Geta
Cruel, tyrannical, militarily obsessed, Emperor Caracalla was never cut out to be the sole ruler of the Roman world. Then again he was never meant to be. Upon his father Septimius Severus’s death in 211 AD, Caracalla inherited the throne along with his slightly younger brother, Geta. The two had a toxic relationship, however, constantly bickering to the extent they considered dividing the Empire in half; Caracalla ruling the West, Geta the East.
On December 26 211 Caracalla met Geta in a reconciliatory meeting organized by their mother. There he ordered his Praetorian Guard to assassinate Geta, stabbing him fatally and leaving him to bleed out in his mother’s arms. Murdering apparently 20,000 of his brother’s remaining supporters, he then enforced a damnatio memoriae, ordering all images and inscriptional mentions of Geta across the entire empire to be erased and all coins bearing his name or profile to be melted down.
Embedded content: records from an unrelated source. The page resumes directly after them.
PR #1323, opened 2022-11-28
added refinement cost estimator classes and refinement_estimation approach

lilianluong:
###  Refinement cost estimator classes and RefinementEstimationApproach

**Changes:**

- Created `predicators/refinement_estimators/` which contains an abstract `BaseRefinementEstimator` and implemented `OracleRefinementEstimator` class (oracle implemented for `narrow_passage` env only)
- Added tests for the refinement cost estimators
- Created a new `RefinementEstimationApproach` which passes a refinement estimator to the planner, and tests based on the oracle approach tests
- `sesame_plan()` takes in an optional refinement estimator. If it is provided, during A* search we pre-generate N skeletons, sort them by estimated refinement cost, and attempt to refine them in that order
- New CFG parameters:
    - `refinement_estimator` is a choice of refinement estimator (default: `oracle`)
    - `refinement_estimation_num_skeletons_generated` is the number of skeletons to pre-generate

**Example usage**

`python main.py --env narrow_passage --approach refinement_estimation --seed 0`

**Tests**

`pytest tests/approaches/test_refinement_estimation_approach.py` (takes approx 4.1s)

`pytest tests/refinement_estimators/` (takes approx 1.4s total)

### DIFF
--- a/predicators/approaches/refinement_estimation_approach.py
+++ b/predicators/approaches/refinement_estimation_approach.py
@@ -1,0 +1,64 @@
+"""A bilevel planning approach that uses a refinement cost estimator.
+
+Generates N proposed skeletons and then ranks them based on a given
+refinement cost estimation function (e.g. a heuristic, learned model),
+attempting to refine them in this order.
+"""
+
+from typing import Any, List, Set, Tuple
+
+from gym.spaces import Box
+
+from predicators.approaches.bilevel_planning_approach import \
+    BilevelPlanningApproach
+from predicators.ground_truth_nsrts import get_gt_nsrts
+from predicators.refinement_estimators import create_refinement_estimator
+from predicators.settings import CFG
+from predicators.structs import NSRT, Metrics, ParameterizedOption, \
+    Predicate, Task, Type, _Option
+
+
+class RefinementEstimationApproach(BilevelPlanningApproach):
+    """A bilevel planning approach that uses a refinement cost estimator."""
+
+    def __init__(self,
+                 initial_predicates: Set[Predicate],
+                 initial_options: Set[ParameterizedOption],
+                 types: Set[Type],
+                 action_space: Box,
+                 train_tasks: List[Task],
+                 task_planning_heuristic: str = "default",
+                 max_skeletons_optimized: int = -1) -> None:
+        super().__init__(initial_predicates, initial_options, types,
+                         action_space, train_tasks, task_planning_heuristic,
+                         max_skeletons_optimized)
+        self._nsrts = get_gt_nsrts(CFG.env, self._initial_predicates,
+                                   self._initial_options)
+        self._refinement_estimator = create_refinement_estimator(
+            CFG.refinement_estimator)
+
+    @classmethod
+    def get_name(cls) -> str:
+        return "refinement_estimation"
+
+    @property
+    def is_learning_based(self) -> bool:
+        return False
+
+    def _get_current_nsrts(self) -> Set[NSRT]:
+        return self._nsrts
+
+    def _run_sesame_plan(self, task: Task, nsrts: Set[NSRT],
+                         preds: Set[Predicate], timeout: float, seed: int,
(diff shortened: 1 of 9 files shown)


predicators/approaches/refinement_estimation_approach.py
```diff
@@ -0,0 +1,64 @@
...
+                 initial_options: Set[ParameterizedOption],
+                 types: Set[Type],
+                 action_space: Box,
+                 train_tasks: List[Task],
+                 task_planning_heuristic: str = "default",
+                 max_skeletons_optimized: int = -1) -> None:
+        super().__init__(initial_predicates, initial_options, types,
+                         action_space, train_tasks, task_planning_heuristic,
+                         max_skeletons_optimized)
+        self._nsrts = get_gt_nsrts(CFG.env, self._initial_predicates,
```
tomsilver, line 35: let's subclass `OracleApproach` if we're going to use the ground-truth NSRTs like this? that will also save you needing to implement `is_learning_based` and `_get_current_nsrts`

predicators/refinement_estimators/base_refinement_estimator.py
```diff
@@ -0,0 +1,28 @@
...
+
+    @classmethod
+    @abc.abstractmethod
+    def get_name(cls) -> str:
+        """Get the unique name of this refinement cost estimator, for future
+        use as the argument to `--refinement_estimator`."""
+        raise NotImplementedError("Override me!")
+
+    @abc.abstractmethod
+    def get_cost(self, skeleton: List[_GroundNSRT]) -> float:
```
tomsilver, line 21: I don't know if we'll end up using, this but why don't we also pass in the expected atoms sequence, in addition to the skeleton. that sequence accompanies each skeleton in `gen`

predicators/refinement_estimators/base_refinement_estimator.py
```diff
@@ -0,0 +1,28 @@
...
+        """Return an estimated cost for a proposed high-level skeleton."""
+        raise NotImplementedError("Override me!")
+
+
+class RefinementCostEstimationFailure(ExceptionWithInfo):
```
tomsilver, line 26: interesting -- what do you have in mind for this?

predicators/planning.py
```diff
@@ -175,6 +178,21 @@ def _sesame_plan_with_astar(
                 timeout - (time.perf_counter() - start_time), metrics,
                 max_skeletons_optimized, abstract_policy,
                 max_policy_guided_rollout, use_visited_state_set)
+            # If a refinement cost estimator is provided, generate a number of
```
tomsilver, line 181: i'm really pleased that this is so short, nice job

predicators/planning.py
```diff
@@ -175,6 +178,21 @@ def _sesame_plan_with_astar(
...
+            # skeletons first, then predict the refinement cost of each skeleton
+            # and attempt to refine them in this order.
+            if refinement_estimator is not None:
+                estimator: BaseRefinementEstimator = refinement_estimator
+                proposed_skeletons = []
+                for _ in range(
+                        CFG.refinement_estimation_num_skeletons_generated):
+                    try:
+                        proposed_skeletons.append(next(gen))
+                    except _MaxSkeletonsFailure:
```
tomsilver, line 191: maybe we should actually crash in this case (with a helpful error message). this can only happen if `refinement_estimation_num_skeletons_generated` is greater than `sesame_max_skeletons_optimized`, and it seems to me that we would never want to actually be in that situation

tomsilver (commented):
excellent work!! just a few comments

predicators/refinement_estimators/base_refinement_estimator.py
lilianluong: I think I had a plan for this and decided I didn't need it, then forgot to remove it. I'll remove it now haha

tomsilver (approved):
LGTM!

It wasn’t just his brother against whom Caracalla waged a war of memory. At the age of 14, he was made to marry a young aristocrat, Fulvia Plautilla, who for reasons lost to history he passionately hated. Eventually, he was able to charge and execute her father on the conspiracy of treason. He had Plautilla killed soon after, once his own father and controlling influence had died, strangled along with their young daughter while away in exile on Lipari. We know that while Plautilla enjoyed a prominent position in the imperial family (between about 202 – 205 AD) she had numerous portraits commissioned. Many have survived, but have been victims of attacks, chiselling gouging, and water damage.
Caracalla ultimately met the same sticky end as his brother. While away on campaign, preparing to launch a military offensive into Parthia, he stopped off to urinate along the road. He was suddenly approached from behind by a disgruntled soldier whom Caracalla had denied a promotion and stabbed to death. His assassination marked the end of his short-lived dynasty: the man who replaced him as emperor just three days later, Macrinus, was the former prefect of his Praetorian Guard.